Exercise aim » In the entries that follow, find the line containing "### Reproduction Steps"; from there, copy every line exactly through the line containing "being reclaimed promptly.".

*** Opening of Exercise input ***

Issue #2380, opened 2025-12-22
fix: Subscribe fails after PUT due to state_store key mismatch


sanity:
## Problem

Room creation in River fails intermittently - the first room creation after a peer restart succeeds, but subsequent ones time out with "Timeout waiting for PUT response after 60 seconds".

### Root Cause Analysis

The PUT operation completes successfully and stores the contract state, but the subsequent Subscribe operation cannot find the contract via `has_contract` check.

**Timeline from logs (failed case):**
- `23:49:37.828223Z` - PUT completed: `state_store.store()` called successfully
- `23:49:37.974617Z` - Subscribe::Request received (146ms later)
- `23:49:37.975042Z` - `has_contract` returned `Some(None)` - **state NOT found**

### Technical Details

The `has_contract` check flow:
1. `lookup_key(instance_id)` - Gets `ContractKey` from `contract_store.code_hash_from_id()`
2. `fetch_contract(key)` - Calls `state_store.get(&key)` 
3. Returns `Ok(Some(key))` only if `state: Some(_)`

For failed cases:
- `lookup_key` succeeds (contract code is stored correctly)
- `fetch_contract` returns `state: None` (state not found in state_store)

**Hypothesis:** The `ContractKey` used during `state_store.store()` (in `upsert_contract_state`) differs from the key reconstructed during `lookup_key()` + `fetch_contract()`.

### Why CI Didn't Catch This

CI six-peer regression tests use a mesh topology where multiple peers cache the contract. If the gateway doesn't respond to Subscribe, another peer can. In production with a single peer behind NAT, the gateway is the only path.

### Reproduction Steps

1. Start a fresh peer connected to the gateway
2. Create a room with `riverctl room create --name test-room`
3. First room creation succeeds
4. Second room creation fails with 60s timeout

### Logs

**Successful first room:**
```
has_contract: Some(Some(ContractKey { instance: ContractInstanceId("DPNCPjS4..."), code: CodeHash("afdmvqpw...") }))
```

**Failed second room:**
```
SUBSCRIBE: has_contract check complete, has_contract: Some(None)
SUBSCRIBE: Contract not found, waiting for in-flight PUT
SUBSCRIBE: Contract not found locally, will try forwarding
SUBSCRIBE: No forward targets found
```

### Suggested Fix

Add diagnostic logging to trace the exact `ContractKey` used in:
1. `upsert_contract_state` when calling `state_store.store()`
2. `fetch_contract` when calling `state_store.get()`

[...]

PR #4820, opened 2026-07-15
fix(contracts): evict compiled module on contract reclaim (#4754)

### LINKED ISSUE #4754: WASM module cache: couple contract-module removal to hosting eviction (reclaim promptly, not on cold-LRU pressure)

netsirius:
## Problem

The delegate path (`Runtime::unregister_delegate`) removes the compiled module from its cache on teardown, but the contract path (`Executor::reclaim_contract_storage`) does not: it deletes the persisted state and the `.wasm` blob from disk but leaves the compiled module in `contract_modules`. So a reclaimed contract's module (~1-2 MB) lingers until byte-budget LRU pressure evicts it, instead of being reclaimed promptly.

Note: #4754 was originally filed as an unbounded leak, but that was walked back in the thread — the module cache is already a byte-budget-bounded, RAM-scaled LRU. `evictions_total=0` on the soak node was headroom, not a missing bound. This fixes only the promptness/consistency gap.

## Solution

Mirror the delegate path:

- Add `Runtime::remove_contract_module(key)`, a `pub(crate)` wrapper over the existing `ModuleCache::remove` (needed because `contract_modules` is `pub(super)`). No new cache API.
- Call it from `reclaim_contract_storage` on the code-deletion success branch.

Out of scope: the optional "dedup by `CodeHash`" idea from the issue is a behavior change and left out.

## Testing

New regression test `remove_contract_evicts_compiled_module_from_cache`: seed the module cache for a key, run `reclaim_contract_storage`, assert the module is gone. Fails without the fix, passes with it. `cargo fmt` and `cargo clippy -p freenet --lib` clean.

## Fixes

Fixes #4754


iduartgomez (approved):

sanity:
@netsirius — apologies, this sat for five weeks with no response. That is on us, not on you; the change was in good shape when you opened it.

Reviewing it now against current `main`, the problem is that the code moved underneath the PR and the change no longer applies as written.

## Blocking: `contract_modules` is now keyed by `CodeHash`, not `ContractKey`

PR #5324 ("bound peer memory at the 2 GiB cap — module-cache keying", merged 2026-08-14) re-keyed the shared module cache:

```rust
// crates/core/src/wasm_runtime/runtime.rs:841
pub(super) contract_modules: SharedModuleCache<CodeHash>,
```

`Runtime::remove_contract_module(&self, key: &ContractKey)` forwards to `ModuleCache::remove`, whose bound is `K: Borrow<Q>` — so it now needs `CodeHash: Borrow<ContractKey>`, which does not exist. **The branch merges cleanly textually but does not compile against `main`.** That is also why nothing here flagged it: the merge is conflict-free and the last CI run is from July.

Ironically this is the "dedup by `CodeHash`" idea you explicitly scoped out of the PR — it landed separately.

## Blocking: a straight re-key to `CodeHash` would be a regression

Now that one compiled module is shared by every instance with the same code, evicting it on a single instance's reclaim would drop a module that other still-hosted contracts are using. Every River room shares one room-contract WASM (#2380), so reclaiming one room would force a recompile for all the rest — a worse outcome than the lingering module the PR is trying to reclaim.

## The shape that does work

`ContractStore::remove_contract` already computes exactly the predicate needed, for exactly this reason, on the code blob:

```rust
// crates/core/src/wasm_runtime/contract_store.rs:536
let code_still_referenced = match self.db.load_all_contract_index() { ... };
...
// :562
if !code_still_referenced {
    // Invalidate the code cache so a removed contract is never served
    // as a "ghost" (issue #3487).
    self.contract_cache.invalidate(&contract_hash);   // :565
    ... delete the .wasm blob ...
}
```

The compiled-module eviction belongs on the same branch as that `contract_cache.invalidate` — the two caches have identical lifetime rules. `ContractStore` has no handle on `contract_modules`, so the least-surprising way is to have `remove_contract` return the disposition (something like `CodeDisposition::{Removed, StillReferenced}`) and have `reclaim_contract_storage` (`contract/executor/runtime/contract_ops.rs:582`) call `remove_contract_module(&code_hash)` only on `Removed`. That also keeps the whole decision behind the `contract_blob_lock` the store already holds, so it can't race a sibling executor's `store_contract` of the same code.

Test-side: `seed_contract_module_for_test` / `contract_module_cached_for_test` need to take a `CodeHash`, and it is worth adding the second case explicitly — reclaim instance A, assert instance B (same code, different params) still has its module — since that is the property the re-key makes easy to get wrong.

## Two smaller notes

- The motivation in the description ("~1-2 MB per reclaimed contract") is now a per-**code** figure rather than per-instance, so the reclaim is worth less than it was in July: it only fires for genuinely unique code. Still worth doing, and #4754 is still open and still real — just worth restating the size of the win.
- The last CI run (July head) had **NAT Validation** red with everything else green. It will need a fresh run after the rebase regardless.

## Next step

Entirely your call: happy for you to take it, or say the word and one of us will pick it up and finish it with the `CodeHash` shape above so it does not sit any longer. Either way, sorry again for the silence.

[AI-assisted - Claude]

sanity:
Confirmed by building it rather than reasoning about it — I merged this branch onto current `main` (clean, no conflicts) and ran `cargo check -p freenet --lib --all-targets`:

```
    --> crates/core/src/wasm_runtime/runtime.rs:1446:54
     |
1446 |         self.contract_modules.lock().unwrap().remove(key);
     |                                               ------ ^^^ expected `&CodeHash`, found `&ContractKey`
     |
     = note: expected reference `&freenet_stdlib::prelude::CodeHash`
                found reference `&freenet_stdlib::prelude::ContractKey`
```

So the "merges cleanly but does not compile" part is measured, not inferred. The compile aborts there, so the two `#[cfg(test)]` helpers will need the same re-key once the production line is fixed.

[AI-assisted - Claude]

sanity:
## Review: this cannot be rebased — the cache was re-keyed underneath it

@netsirius — sorry this sat for seven weeks. Reviewed properly now, and the outcome is that the branch needs rewriting rather than rebasing. I refreshed it onto current `main` and it no longer compiles.

`contract_modules` is now `SharedModuleCache<CodeHash>` (`crates/core/src/wasm_runtime/runtime.rs:1042`), re-keyed from instance to code hash on 2026-08-14 by `2b1e9ec0c` (#5324/#5268) — a month after this branch's last real commit. Three `E0308`s at `runtime.rs:1651`, `:1668`, `:1674`, all `ContractKey` where `CodeHash` is wanted.

### The type error is the small part

Translating the key and moving on would be wrong. Several contract instances with different params share one `CodeHash`, so "evict this contract's module" is no longer a well-formed operation.

It is not a correctness bug — modules leave the cache by `.cloned()` (`runtime.rs:1569-1574`) and wasmtime `Module` is refcounted, so an in-flight execution holds its own handle and cannot be invalidated. The next call is an ordinary miss that recompiles from the blob, which is still on disk.

It is a performance bug, in exactly the deployment this came from. That recompile is a Cranelift compile the code itself calls "potentially multi-hundred-millisecond" and deliberately offloads off the contract-handling loop (`runtime.rs:1583-1592`, #4441). On a gateway hosting N River rooms on one room-contract WASM, reclaiming any one cold room forces that recompile for the next room to receive a message.

### `remove_contract` already knows the answer

`contract_store.rs:502-577` deletes the instance's index entry unconditionally, but deletes the shared `.wasm` blob only when `load_all_contract_index()` shows no remaining instance on that code hash — deliberate, documented against #2380, and holding `contract_blob_lock` across removal→scan→delete. So there is no pre-existing bug here; the gate works.

The problem for this PR is that `remove_contract` returns `Ok(())` in both the blob-deleted and blob-kept cases, and this PR hangs eviction off `Ok(())`.

**The shape of the real fix:** have `remove_contract` return which happened (`BlobDeleted` / `BlobRetained`) — it already computes `code_still_referenced` inside the lock — and evict the module iff the blob was actually deleted. That is the delegate path's exact shape (`wasm_runtime/delegate/interface.rs:339-357`). Five call sites, four currently ignore the result.

Two tempting shortcuts are wrong: a post-hoc `code_blob_stored` probe conflates "unreferenced" with "blob missing for another reason", and evicting there turns a still-running contract into a broken one; and a `code_still_referenced` helper mirroring `delegate_store.rs:203` either reads the non-authoritative in-memory map or re-runs `load_all_contract_index()` — O(all contracts) and racy once the lock is released. Also note `key.code_hash()` is an unverified serde field that `ContractKey`'s `Hash`/`Eq` never consult (`runtime.rs:1538-1546`), so the hash must come from `code_hash_from_id`, captured *before* `remove_contract` drops the index entry.

### Also worth carrying forward

- `executor_impl.rs:458,494,527,579` — the PUT-rollback paths get no eviction at all. The one at `:527` fires after `validate_state` has compiled and cached the module, i.e. it leaves the very module #4754 is about.
- The regression test seeds and probes with the same `key` expression and never touches the production insert path, so it cannot detect a key-scheme mismatch. A single-instance fixture is exactly the case where unconditional eviction is accidentally correct.

### Disposition

Closing this, because nothing survives a rebase but the intent — all three hunks and the test need rewriting, and it is a ~30-line change against current `main`. Reopen or push over it if you'd rather keep the thread.

**#4754 stays open.** #5324 shrank the payoff by the sharing factor but did not remove it: the *last* instance of a code hash still leaves ~1-2 MB until byte pressure. Small, real, and the fix above is the right one. I have not touched the issue.

Reviewed by reading the checked-out code, plus `cargo check -p freenet --lib` on the PR head in a throwaway worktree to confirm the compile failure matches CI. The regression test was not run — the branch does not compile, so there is no baseline to revert the fix from.

[AI-assisted - Claude]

*** Close of Exercise input ***

Completed exercise »
### Reproduction Steps

1. Start a fresh peer connected to the gateway
2. Create a room with `riverctl room create --name test-room`
3. First room creation succeeds
4. Second room creation fails with 60s timeout

### Logs

**Successful first room:**
```
has_contract: Some(Some(ContractKey { instance: ContractInstanceId("DPNCPjS4..."), code: CodeHash("afdmvqpw...") }))
```

**Failed second room:**
```
SUBSCRIBE: has_contract check complete, has_contract: Some(None)
SUBSCRIBE: Contract not found, waiting for in-flight PUT
SUBSCRIBE: Contract not found locally, will try forwarding
SUBSCRIBE: No forward targets found
```

### Suggested Fix

Add diagnostic logging to trace the exact `ContractKey` used in:
1. `upsert_contract_state` when calling `state_store.store()`
2. `fetch_contract` when calling `state_store.get()`

[...]

PR #4820, opened 2026-07-15
fix(contracts): evict compiled module on contract reclaim (#4754)

### LINKED ISSUE #4754: WASM module cache: couple contract-module removal to hosting eviction (reclaim promptly, not on cold-LRU pressure)

netsirius:
## Problem

The delegate path (`Runtime::unregister_delegate`) removes the compiled module from its cache on teardown, but the contract path (`Executor::reclaim_contract_storage`) does not: it deletes the persisted state and the `.wasm` blob from disk but leaves the compiled module in `contract_modules`. So a reclaimed contract's module (~1-2 MB) lingers until byte-budget LRU pressure evicts it, instead of being reclaimed promptly.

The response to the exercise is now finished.